Lift Bias has a strong relationship to average distance, and a smaller but still significant relationship to maximum recorded distance as well.  These data suggest that swing plane may be responsible for at least part of the observed Lift Bias, since increased Lift Bias seems to optimize batted-ball distance.

If swing plane does drive Lift Bias, one might expect a trade-off between Lift Bias and contact skill.  Since pitches are typically thrown on a negative angle of around 6 degrees, and attack angles exceeding 6 degrees can result in farther hits, it follows that hitters may be using a more severe uppercut than a 6 degree “level” swing to generate Lift Bias.

I used the Real Contact measure from my previous study to estimate contact skill for the hitters who have data in the 2015 sample.  The results indicated that Lift Bias is negatively associated with Real Contact, accounting for about 20% of the variance.

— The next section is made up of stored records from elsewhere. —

PR #151, opened 2023-09-01
bridge e2e testing

siosw:
# Goals of PR

Core changes:
- adds withdrawal tests to the existing bridge integration tests
- run the bridge integration tests as part of the e2e github action


e2e/sbin/test.sh
```diff
@@ -26,7 +26,13 @@ $SBIN_DIR/wait-for-it.sh -t 60 $HOST:$L2_HTTP_PORT
 # Run testing script
 cd $CONTRACTS_DIR
 npx ts-node scripts/testing.ts
-RESULT=$?
+exit_0 = $?
```
LEAFERx, line 29: we probably want to separate these tests so we know which succeeded and which failed. we can put them into different github action targets.

LEAFERx (approved):

LEAFERx:
lgtm

PR #179, opened 2023-10-05
validator should get inbox size from L1

siosw:
# Goals of PR

Core changes:

- Describe changes here

Notes:

- Write notes here

### DIFF
--- a/clients/geth/specular/rollup/services/validator/validator.go
+++ b/clients/geth/specular/rollup/services/validator/validator.go
@@ -7,9 +7,9 @@ import (
 	"math/big"
 	"time"
 
+	"github.com/ethereum/go-ethereum/accounts/abi/bind"
 	"github.com/ethereum/go-ethereum/common"
 	"github.com/ethereum/go-ethereum/core/types"
-	"github.com/specularl2/specular/clients/geth/specular/rollup/rpc/bridge"
 	"github.com/specularl2/specular/clients/geth/specular/rollup/rpc/eth"
 	"github.com/specularl2/specular/clients/geth/specular/rollup/services/api"
 	"github.com/specularl2/specular/clients/geth/specular/utils/log"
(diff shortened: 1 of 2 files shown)


clients/geth/specular/rollup/services/validator/validator.go
```diff
@@ -180,7 +192,12 @@ func (v *Validator) getNextAssertionAttrs(ctx context.Context) (assertionAttribu
 	if err != nil {
 		return assertionAttributes{}, fmt.Errorf("failed to get finalized assertion attrs: %w", err)
 	}
-	return assertionAttributes{header.Number.Uint64(), header.Root}, nil
+
+	inboxSize, err := v.sequencerInbox.GetInboxSize(nil)
```
LEAFERx, line 196: this is incorrect, you need to get the inbox size corresponding to the header, or the header corresponding to the inbox size

config/data/base_genesis.json
```diff
@@ -26,6 +26,10 @@
       "address": "0x3c44cdddb6a900fa2b585dd299e03d12fa4293bc",
       "balance": "10000000000000000000"
     },
+    {
```
LEAFERx, line 29: what is this?

LEAFERx (changes requested):

clients/geth/specular/rollup/services/validator/validator.go
siosw: rolled back this change, inboxSize is now measured in terms of # blocks

config/data/base_genesis.json
siosw: added a new account for test scripts to use without changing the disseminator nonce

contracts/deploy/l2/01_deploy_L1Oracle.ts
```diff
@@ -5,7 +5,8 @@ import { deployUUPSProxiedContract } from "../utils";
 
 const func: DeployFunction = async function (hre: HardhatRuntimeEnvironment) {
   const { sequencer, deployer } = await hre.getNamedAccounts();
-  await deployUUPSProxiedContract(hre, deployer, "L1Oracle", [sequencer]);
+  const bridger = "0x8626f6940E2eb28930eFb4CeF49B2d1F2C9C1199"
+  await deployUUPSProxiedContract(hre, deployer, "L1Oracle", [bridger]);
```
siosw, line 9: this is a temporary fix to avoid changing the sequencer nonce during deployment. will no longer be needed once sequencer updates the oracle
(hardcoded address instead of putting it in env due to the temp nature of this fix)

This is the first hint of the nuance between slugging and contact, suggesting that hitters may be using steep swing planes to generate lift.  Conversely, Real Contact was unrelated to Average Exit Speed, confirming the absence of a trade-off between force and accuracy.

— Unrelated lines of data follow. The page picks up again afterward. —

PR #180, opened 2023-10-05
initial blob format contracts

MoonShiesty:
# Goals of PR

Create initial interface for batch data format

Core changes:

Change the signature of appendTxBatch

```
function appendTxBatch(    
        uint256 txBatchVersion,
        bytes calldata txBatch,
    ) external;
```
where:

```
txBatch = rlp([first_l2_block_number, blocks]), 

block = [timestamp, transaction_list]; blocks = [block1, block2, ...],
transaction_list = [tx1, tx2, ...].
```

Notes:

We could also encode `txBatchVersion` in the first byte of `txBatch` and remove the `txBatchVersion` argument.

```
txBatch = txBatchVersion ++ rlp([first_l2_block_number, blocks]), 

block = [timestamp, transaction_list]; blocks = [block1, block2, ...],
```

### DIFF
--- a/contracts/src/SequencerInbox.sol
+++ b/contracts/src/SequencerInbox.sol
@@ -74,9 +74,6 @@ contract SequencerInbox is ISequencerInbox, Initializable, UUPSUpgradeable, Owna
 
     /// @inheritdoc ISequencerInbox
     function appendTxBatch(
-        uint256[] calldata contexts,
-        uint256[] calldata txLengths,
-        uint256 firstL2BlockNumber,
         uint256 txBatchVersion,
         bytes calldata txBatch
     ) external override whenNotPaused {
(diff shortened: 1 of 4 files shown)


contracts/src/SequencerInbox.sol
```diff
@@ -88,46 +85,46 @@ contract SequencerInbox is ISequencerInbox, Initializable, UUPSUpgradeable, Owna
...
+        //     l2BlockNumber++;
+        // }
 
-        if (numTxs <= inboxSize) revert EmptyBatch();
-        uint256 start = inboxSize;
-        inboxSize = numTxs;
-        accumulators.push(runningAccumulator);
+        // if (numTxs <= inboxSize) revert EmptyBatch();
+        // uint256 start = inboxSize;
+        // inboxSize = numTxs;
```
chalkandpaste, line 124: This needs to *not* be commented out. Ref. issue solved in #179. Not sure what related code needs to also be uncommented, but the validators will need this.

PR #182, opened 2023-10-11
move hooks to lib directory

siosw:
- moves L1 fee hooks to a library, they will be imported in specular-geth (not implemented rn, still TODO)
- deletes unused entry point within sidecar


chalkandpaste (approved):
LGTM

PR #190, opened 2023-10-13
publish txBatch blob

MoonShiesty:
# Goals of PR

Create interface for batch data format, disseminate and derivate blocks using the new batch format.

Core changes:

Change the signature of appendTxBatch:

```
function appendTxBatch(    
        uint256 txBatchVersion,
        bytes calldata txBatch,
    ) external;
```

Modify the batch calldata to RLP encode transactions to the following format:
```
txBatch = rlp([first_l2_block_number, blocks]), 

block = [timestamp, transaction_list]; blocks = [block1, block2, ...],
transaction_list = [tx1, tx2, ...].
```

- Modify the sequencer to disseminate and derive RLP encoded batch data format.
- InboxSize increments by 1 each batch, instead of incrementing by the number of txs in a batch. This is because we're not currently doing any RLP decoding the SequencerInbox so we don't know the number of txs in a batch.
- Fix tests, some tests are commented out for now, some tests were no longer relevant and deleted, other tests needed to be changed to account for new InboxSize implementation.

Testing:

I tested by adding debug lines to confirm the batch format was properly RLP encoded (used this neat [tool](https://codechain-io.github.io/rlp-debugger)), and then confirmed the sequencer was able to decode and correctly derive submitted batches.

Submitted confirmed transactions via metamask.

### DIFF
--- a/clients/geth/specular/rollup/derivation/batch_builder.go
+++ b/clients/geth/specular/rollup/derivation/batch_builder.go
@@ -31,7 +31,7 @@ type BatchAttributes struct {
 }
 
 // TODO: find a better place to not hardcode this
-func TxBatchVersion() *big.Int { return big.NewInt(0) }
+func TxBatchVersion() byte { return byte(0x00) }
 
 type HeaderRef interface {
 	GetHash() common.Hash
--- a/clients/geth/specular/rollup/derivation/batch_builder.go
+++ b/clients/geth/specular/rollup/derivation/batch_builder.go
@@ -1,12 +1,12 @@
 package derivation
 
 import (
-	"bytes"
 	"fmt"
 	"io"
 	"math/big"
 
 	"github.com/ethereum/go-ethereum/common"
+	"github.com/ethereum/go-ethereum/rlp"
 	"github.com/specularl2/specular/clients/geth/specular/rollup/types"
 	"github.com/specularl2/specular/clients/geth/specular/utils/log"
 )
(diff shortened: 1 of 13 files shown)


clients/geth/specular/rollup/derivation/batch_builder.go
```diff
@@ -20,19 +20,18 @@ type batchBuilder struct {
...
+}
+
 type BatchAttributes struct {
-	contexts           []*big.Int
-	txLengths          []*big.Int
-	firstL2BlockNumber *big.Int
-	txBatchVersion     *big.Int
-	txBatch            []byte // encoded batch of transactions.
+	FirstL2BlockNumber *big.Int
+	Blocks             []BlockAttributes
```
MoonShiesty, line 30: The RLP library uses reflection for encoding so I had to change these fields to public.

contracts/test/utils/RLPEncodedTransactions.sol
```diff
@@ -38,25 +38,24 @@ contract RLPEncodedTransactionsUtil is Test {
...
-    function _helper_sequencerInbox_appendTx_Version() internal returns (uint256) {
+    function _helper_sequencerInbox_appendTx_Version() internal pure returns (uint256) {
         // Update this as necessary
         return 0;
     }
 
-    function _helper_sequencerInbox_appendTx(uint256 numTxns) internal view returns (bytes memory, uint256[] memory) {
-        uint256[] memory transactionLengths = new uint256[](numTxns);
+    // TODO: RLP encode txBatch format
+    function _helper_sequencerInbox_appendTx(uint256 numTxns) internal view returns (bytes memory) {
```
MoonShiesty, line 47: I didn't updating this function to the new format because we don't check the contents of the batch calldata and the format is still subject to change.

If it makes sense to update this to the current version 0 format, I can add an RLPWriter library and encode correctly.

PR #203, opened 2023-10-19
Missing dependencies for create genesis script

macwis:
# Goals of PR

Core changes:

- Missing dependencies to run `create_genesis.sh` out-of-the-box
- README update on the contracts to include `fondry install`
- (no change) done review if there are any unnecessary pnpm ts-node installs (which is not dev-dependency)

### DIFF
--- a/package.json
+++ b/package.json
@@ -12,6 +12,9 @@
   "devDependencies": {
     "@changesets/cli": "^2.26.2",
     "@pnpm/make-dedicated-lockfile": "^0.5.0",
-    "husky": "^8.0.1"
+    "@types/node": "^18.13.0",
+    "husky": "^8.0.1",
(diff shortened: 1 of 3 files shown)


package.json
```diff
@@ -12,6 +12,9 @@
   "devDependencies": {
     "@changesets/cli": "^2.26.2",
     "@pnpm/make-dedicated-lockfile": "^0.5.0",
-    "husky": "^8.0.1"
```
LEAFERx, line 15: why you remove `husky`

macwis: it's not removed, line 16 :) it's just got ordered differently after adding those missing packages

@ujvl speculated on discord about maybe actually removing it, but there is actually something in the pre-commit hook, so better leave it as it is.

ujvl (approved):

COMPARISON OF PLAYERS WITH MOST OR LEAST LIFT BIAS

It still seems counterintuitive that all players would benefit from having a lift bias in the top range of the sample. Is it possible that players at either end of the Lift Bias distribution are especially powerful or light-hitting, causing the appearance of a true relationship but reflecting only selective sampling? To examine the players with the most extreme Lift Bias (or lack thereof), I divided the sample into two groups with the 50 most Lift Biased and 50 least Lift Biased players.  First, I tested for differences in the potential to generate power by comparing the two groups on maximum recorded exit speed. The group with the most Lift Bias had a mean Max Exit Speed of 111mph, while the low Lift Bias group had a mean of 110mph. There is little difference in power potential between the most Lift Biased players and the least.

Next, I tested for differences in power production by comparing the groups on HR/FB.  As you can see in Figure 12, the high Lift Bias group (.167) saw their fly balls leave the park over twice as often as the low Lift Bias group (.074).

Group means: Power
Figure 12.  Mean HR/FB for the Low Lift Bias and High Lift Bias groups. Error bars represent 95% confidence intervals.

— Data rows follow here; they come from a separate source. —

PR #204, opened 2023-10-19
publish txBatch blob

MoonShiesty:
# Goals of PR

Create interface for batch data format, disseminate and derivate blocks using the new batch format.

Core changes:

Change the signature of appendTxBatch:

```
function appendTxBatch(    
        bytes calldata txBatchData,
    ) external;
```

Modify the batch calldata to RLP encode transactions to the following format (batch format version 0, without epoch_num, epoch_hash):
```
########################
# L1 batcher tx format #
########################
batcher_tx_data = version || batch_data
# where...
# - version: uint8
# - data: bytes

#######################
# BatchData v0 format #
#######################
# For the first batcher tx in an epoch...
batch_data = 
	-	RLP([first_l2_block_num, batch_v0_list])
# - first_l2_block_num: uint256
# - batch_v0_list: List[batch_v0]
batch_v0 = [timestamp, tx_list]
# where...
# - timestamp: uint256
# - tx_list: bytes
```

- Modify the sequencer to disseminate and derive RLP encoded batch data format.
- InboxSize increments by 1 each batch, instead of incrementing by the number of txs in a batch. This is because we're not currently doing any RLP decoding the SequencerInbox so we don't know the number of txs in a batch.
- Fix tests, some tests are commented out for now, some tests were no longer relevant and deleted, other tests needed to be changed to account for new InboxSize implementation.

Testing:

I confirmed these changes work on the main branch, but can't test on develop without a working consensus client.

### DIFF
--- a/contracts/src/ISequencerInbox.sol
+++ b/contracts/src/ISequencerInbox.sol
@@ -28,34 +28,26 @@ import "./IDAProvider.sol";
  * @notice On-chain DA provider.
  */
 interface ISequencerInbox is IDAProvider {
-    event TxBatchAppended(uint256 batchNumber, uint256 startTxNumber, uint256 endTxNumber);
+    event TxBatchAppended(uint256 batchNumber);
 
-    /// @dev Thrown when the given tx inlcusion proof couldn't be verified.
+    /// @dev Thrown when the given tx inclusion proof couldn't be verified.
     error ProofVerificationFailed();
 
     /// @dev Thrown when sequencer tries to append an empty batch
     error EmptyBatch();
 
-    /// @dev Thrown when overflow occurs reading txBatch (likely due to malformed txLengths)
+    /// @dev Thrown when underflow occurs reading txBatch
+    error TxBatchDataUnderflow();
+
+    /// @dev Thrown when overflow occurs reading txBatch
     error TxBatchDataOverflow();
 
-    /// @dev Thrown when overflow occurs reading txBatch (likely due to malformed txLengths)
+    /// @dev Thrown when a transaction batch has an incorrect version
     error TxBatchVersionIncorrect();
 
     /**
      * @notice Appends a batch of transactions (stored in calldata) and emits a TxBatchAppended event.
-     * @param contexts Array of contexts, where each context is represented by a uint256 2-tuple:
-     * (numTxs, l2Timestamp). Each context corresponds to a single "L2 block".
-     * @param txLengths Array of lengths of each encoded tx in txBatch.
-     * @param firstL2BlockNumber The block number of the first "L2 block" included in this batch.
-     * @param txBatchVersion The serialization version of the submitted tx batch
-     * @param txBatch Batch of RLP-encoded transactions.
+     * @param txBatchData Batch of RLP-encoded transactions.
      */
-    function appendTxBatch(
-        uint256[] calldata contexts,
-        uint256[] calldata txLengths,
-        uint256 firstL2BlockNumber,
-        uint256 txBatchVersion,
-        bytes calldata txBatch
-    ) external;
+    function appendTxBatch(bytes calldata txBatchData) external;
 }
--- a/contracts/src/ISequencerInbox.sol
+++ b/contracts/src/ISequencerInbox.sol
@@ -28,7 +28,7 @@ import "./IDAProvider.sol";
  * @notice On-chain DA provider.
  */
 interface ISequencerInbox is IDAProvider {
-    event TxBatchAppended(uint256 batchNumber);
+    event TxBatchAppended();
 
     /// @dev Thrown when the given tx inclusion proof couldn't be verified.
     error ProofVerificationFailed();
--- a/contracts/src/ISequencerInbox.sol
+++ b/contracts/src/ISequencerInbox.sol
@@ -36,10 +36,10 @@ interface ISequencerInbox is IDAProvider {
     /// @dev Thrown when sequencer tries to append an empty batch
     error EmptyBatch();
 
-    /// @dev Thrown when underflow occurs reading txBatch
+    /// @dev Thrown when underflow occurs reading txBatchData
     error TxBatchDataUnderflow();
 
-    /// @dev Thrown when overflow occurs reading txBatch
+    /// @dev Thrown when overflow occurs reading txBatchData
     error TxBatchDataOverflow();
 
     /// @dev Thrown when a transaction batch has an incorrect version
--- a/contracts/src/ISequencerInbox.sol
+++ b/contracts/src/ISequencerInbox.sol
@@ -47,7 +47,21 @@ interface ISequencerInbox is IDAProvider {
 
     /**
      * @notice Appends a batch of transactions (stored in calldata) and emits a TxBatchAppended event.
-     * @param txBatchData Batch of RLP-encoded transactions.
+     * @param txBatchData Batch of RLP-encoded transactions, encoded as:
+     * txBatchData format:
+     *   txBatchData = version || batchData (|| is concatenation)
+     *   where:
+     *   - version: uint8
+     *   - data: bytes
+     * batchData format:
+     *   batchData = RLP([firstL2BlockNum, batchList])
+     *   where:
+     *   - firstL2BlockNum: uint256
+     *   - batchList: List[blockData]
+     *   blockData = [timestamp, txList]
+     *   where:
+     *   - timestamp: uint256
+     *   - txList: bytes
      */
     function appendTxBatch(bytes calldata txBatchData) external;
 }
--- a/contracts/test/SequencerInbox.t.sol
+++ b/contracts/test/SequencerInbox.t.sol
@@ -94,9 +94,10 @@ contract SequencerInboxTest is SequencerBaseSetup {
         seqIn.appendTxBatch(hex"00");
     }
 
-    function test_appendTxBatch_emptyBatch_succeeds() public {
+    function test_appendTxBatch_invalidVersion_reverts() public {
+        vm.expectRevert(ISequencerInbox.TxBatchVersionIncorrect.selector);
         vm.prank(sequencerAddress);
-        seqIn.appendTxBatch(hex"00");
+        seqIn.appendTxBatch(hex"01"); // version 0 is the only valid version
     }
 
     //////////////////////////////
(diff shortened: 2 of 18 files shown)


contracts/src/ISequencerInbox.sol
```diff
@@ -28,34 +28,26 @@ import "./IDAProvider.sol";
...
 
     /**
      * @notice Appends a batch of transactions (stored in calldata) and emits a TxBatchAppended event.
-     * @param contexts Array of contexts, where each context is represented by a uint256 2-tuple:
-     * (numTxs, l2Timestamp). Each context corresponds to a single "L2 block".
-     * @param txLengths Array of lengths of each encoded tx in txBatch.
-     * @param firstL2BlockNumber The block number of the first "L2 block" included in this batch.
-     * @param txBatchVersion The serialization version of the submitted tx batch
-     * @param txBatch Batch of RLP-encoded transactions.
+     * @param txBatchData Batch of RLP-encoded transactions.
```
ujvl, line 50: can you add the full format here

services/sidecar/rollup/services/disseminator/batch_disseminator.go
```diff
@@ -190,14 +191,17 @@ func (d *BatchDisseminator) disseminateBatch(ctx context.Context) error {
...
-	)
+	rlpBatchData, err := rlp.EncodeToBytes(batchAttrs)
+	if err != nil {
+		return fmt.Errorf("failed to encode batch: %w", err)
+	}
+
+	// Prepend batch data with version
+	txBatchData := make([]byte, len(rlpBatchData)+1)
+	txBatchData[0] = derivation.TxBatchVersion()
+	copy(txBatchData[1:], rlpBatchData)
```
ujvl, line 202: can we use `rlp.Encode` and pass in a buffer to avoid the copy?

contracts/src/ISequencerInbox.sol
MoonShiesty: done

services/sidecar/rollup/services/disseminator/batch_disseminator.go
MoonShiesty: fixed

services/sidecar/rollup/services/disseminator/interface.go
```diff
@@ -21,19 +21,15 @@ type BuildPayloadResponse = engine.ForkChoiceResponse
...
 
 type TxManager interface {
 	AppendTxBatch(
 		ctx context.Context,
-		contexts []*big.Int,
-		txLengths []*big.Int,
-		firstL2BlockNumber *big.Int,
-		txBatchVersion *big.Int,
-		txBatch []byte,
+		batchData *[]byte,
```
LEAFERx, line 32: what is `*[]byte`? `[]byte` is already a reference type.

services/sidecar/rollup/derivation/derivation_block.go
```diff
@@ -48,41 +49,37 @@ func (e *DecodeTxBatchError) Error() string {
...
 	}
-	var (
-		batchOffset, numTxs uint64
-		blocks              = make([]DerivationBlock, 0, len(contexts)/2)
-		blockNumber         = firstL2BlockNumber.Uint64()
-	)
-	for i := 0; i < len(contexts); i += 2 {
+
+	txBatchVersion := txBatchData[0]
+	if txBatchVersion != TxBatchVersion() {
```
LEAFERx, line 64: can we dispatch to different version of decoders instead of asserting 1 version? For other version return unimplemented.

services/sidecar/rollup/derivation/derivation_block.go
```diff
@@ -48,41 +49,37 @@ func (e *DecodeTxBatchError) Error() string {
...
+		return nil, &DecodeTxBatchError{fmt.Sprintf("invalid tx batch version")}
+	}
+
+	var decodedBatch BatchAttributes
+	if err := rlp.Decode(bytes.NewReader(txBatchData[:1]), &decodedBatch); err != nil {
```
LEAFERx, line 69: should be `txBatchData[1:]`?

services/sidecar/rollup/derivation/batch_builder.go
```diff
@@ -7,32 +7,32 @@ import (
...
 	"github.com/specularL2/specular/services/sidecar/utils/log"
 )
 
 type batchBuilder struct {
 	maxBatchSize uint64
 
-	pendingBlocks   []DerivationBlock
-	builtBatchAttrs *BatchAttributes
+	pendingBlocks  []DerivationBlock
+	builtBatchData *[]byte
```
LEAFERx, line 19: dont do `*[]byte`, just use `[]byte`.

services/sidecar/rollup/derivation/batch_builder.go
```diff
@@ -81,52 +81,62 @@ func (b *batchBuilder) Build() (*BatchAttributes, error) {
...
 		}
 	}
 	// Construct batch attributes.
-	var (
-		firstL2BlockNumber = big.NewInt(0).SetUint64(b.pendingBlocks[0].BlockNumber())
-		txBatchVersion     = big.NewInt(0) // TODO: Find a better place to not hard code this
-		attrs              = &BatchAttributes{contexts, txLengths, firstL2BlockNumber, txBatchVersion, buf.Bytes()}
-	)
+	attrs := &BatchAttributes{firstL2BlockNumber, blocks}
 	log.Info("Serialized l2 blocks", "first", firstL2BlockNumber, "last", b.pendingBlocks[idx].BlockNumber())
```
LEAFERx, line 125: is it possible that `idx` overflows `pendingBlocks` when the previous loop reads all pending blocks?

LEAFERx (changes requested):
I didn't look into solidity tests. I assume these tests would pass, right?

services/sidecar/rollup/derivation/batch_builder.go
MoonShiesty: coming from C++ i've been confused about whether to pass large variables by "value" or "pointer".

just did some research and seems like the internet's consensus is that parameters in go should only be "passed-by-pointer" if you wish to allow the function to modify the value passed to it. Because, escape analysis allows go to optimize "pass-by-value". does this sound right?

services/sidecar/rollup/derivation/batch_builder.go
MoonShiesty: it's not possible, this loop:
```for idx, block = range b.pendingBlocks {```
terminates with `idx` equal to the index of last item in the array, and `block` equal to the last item in the array.

its probably cleaner to rewrite as:

```log.Info("Serialized l2 blocks", "first", firstL2BlockNumber, "last", block.Number())```

Comment (LEAFERx) [reply services/sidecar/rollup/derivation/batch_builder.go:125]: what about the next few lines where there's a `b.pendingBlocks[idx + 1]`?

Comment (MoonShiesty) [reply services/sidecar/rollup/derivation/batch_builder.go:125]: `b.pendingBlocks[idx + 1]` will correctly truncate the slice to an empty slice if all blocks are processed however:

 when `b.pendingBlocks` is empty, the loop will not execute and `idx` will not be assigned a value. When the line `b.pendingBlocks` = `b.pendingBlocks[idx+1:]` executes, it would panic due to an index out of range error.

this shouldn't happen because we don't call `serializeToAttrs` unless there is at least one pending block:

https://github.com/SpecularL2/specular/blob/d8b2a27b619e1dcbc37c3a535558f122415f7041/services/sidecar/rollup/derivation/batch_builder.go#L77

but i will cleanup this code to make it less likely future changes unknowingly break things.

File: services/sidecar/rollup/derivation/batch_builder.go [hunk 8]
```diff
@@ -81,52 +82,66 @@ func (b *batchBuilder) Build() (*BatchAttributes, error) {
...
 }
 
 func (b *batchBuilder) Advance() {
-	b.builtBatchAttrs = nil
+	b.builtBatchData = nil
 }
 
 func (b *batchBuilder) serializeToAttrs() (*BatchAttributes, error) {
+	if len(b.pendingBlocks) == 0 {
+		return nil, errors.New("no pending blocks")
```
LEAFERx, line 100: we shouldn't return an error here? this will terminate the entire building process i guess?

MoonShiesty: i don't think returning an empty batch here makes sense since there's not value to populate `FirstL2BlockNumber`

contracts/test/SequencerInbox.t.sol
```diff
@@ -91,19 +91,12 @@ contract SequencerInboxTest is SequencerBaseSetup {
...
-        uint256[] memory contexts = new uint256[](1);
-        uint256[] memory txLengths = new uint256[](1);
-        uint256 txBatchVersion = _helper_sequencerInbox_appendTx_Version();
-        seqIn.appendTxBatch(contexts, txLengths, 1, txBatchVersion, "0x");
+        seqIn.appendTxBatch(hex"00");
     }
 
-    function test_appendTxBatch_emptyBatch_reverts() public {
-        vm.expectRevert(ISequencerInbox.EmptyBatch.selector);
+    function test_appendTxBatch_emptyBatch_succeeds() public {
```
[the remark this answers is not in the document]
MoonShiesty: done

services/sidecar/rollup/derivation/derivation_block.go
MoonShiesty: added a switch statement to dispatch, right now the only decoder is `blocksFromV0Data`

services/sidecar/rollup/derivation/derivation_block.go
MoonShiesty: fixed

MoonShiesty:
> I didn't look into solidity tests. I assume these tests would pass, right?

test are all passing

@LEAFERx made the suggested changes, and rebased

services/sidecar/rollup/derivation/derivation_block.go
```diff
@@ -48,41 +49,37 @@ func (e *DecodeTxBatchError) Error() string {
 
 // Decodes the input of `SequencerInbox.appendTxBatch` call
 func BlocksFromData(calldata []any) ([]DerivationBlock, error) {
```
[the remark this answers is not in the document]
LEAFERx: `calldata[0]` is `[]byte` but `calldata` itself is hidden under reflection

ujvl (approved):

LEAFERx (approved):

Finally, I compared the two groups on overall production.  The high Lift Bias group had a mean wRC+ of 117, while the low Lift Bias group had a mean of 93.  The players with the largest Lift Bias are, on average, substantially better than league average.  Conversely, the players with the smallest Lift Bias are somewhat worse than the league average. Figure 13 presents the observed means with error bars representing 95% confidence intervals.

Group means: Production
Figure 13.  Mean wRC+ for the Low Lift Bias and High Lift Bias groups. 

The players with a large Lift Bias have basically the same power potential as the players with the least bias, yet they have much more power production.  The extra power production completely accounts for the difference in overall production between the groups, which is substantial.

CONCLUSION

Over the last two articles, I have been detailing a hierarchy of measurable skills that explain the majority of variance in hitting production.  Further, I have demonstrated that there is little trade-off between skills.  Fast exit velocity does not come at the expense of contact, and Lift Bias does not come at the expense of base hits.  There does appear to be a small trade-off between Lift Bias and contact, suggesting that situational hitting could require adjusting swing plane or intended trajectory.

Power is the most important skill to production and is comprised of two sub-skills: Hitting balls harder on average (measured by Average Exit Speed), and generating more Lift Bias (measured by subtracting AvgGB velocity from AvgLD/FB).  The next most important is contact skill, which was estimated by parceling the effect of Fastball% out of True Contact (a location-independent measure of contact), to provide an estimate of real contact ability independent of how a hitter is pitched.  Finally, speed and discipline (represented by Spd and O-Swing%) are equally important skills, but much less important than power. Figure 14 depicts the relative importance of each skill in estimating production.

The relative importance of hitting skills
Figure 14.  The relative importance of hitting skills.

It is tempting to assume this model is causal, when in fact the data are all correlational.  If the data were causal, the conclusions for hitting coaches would be obvious:  a) Optimizing exit speed with efficient mechanics and hard work should be an ongoing goal for every player, b) Players should focus on driving the ball in the air and the hitting coach should help his hitters optimize their Lift Bias, c) Equally important, hitters should practice their contact skills against all pitch types on a situational basis, d) Discipline, which can be trained, should get about half the attention that contact receives, and e) The league is full of underachievers – assuming Lift Bias is a learnable skill.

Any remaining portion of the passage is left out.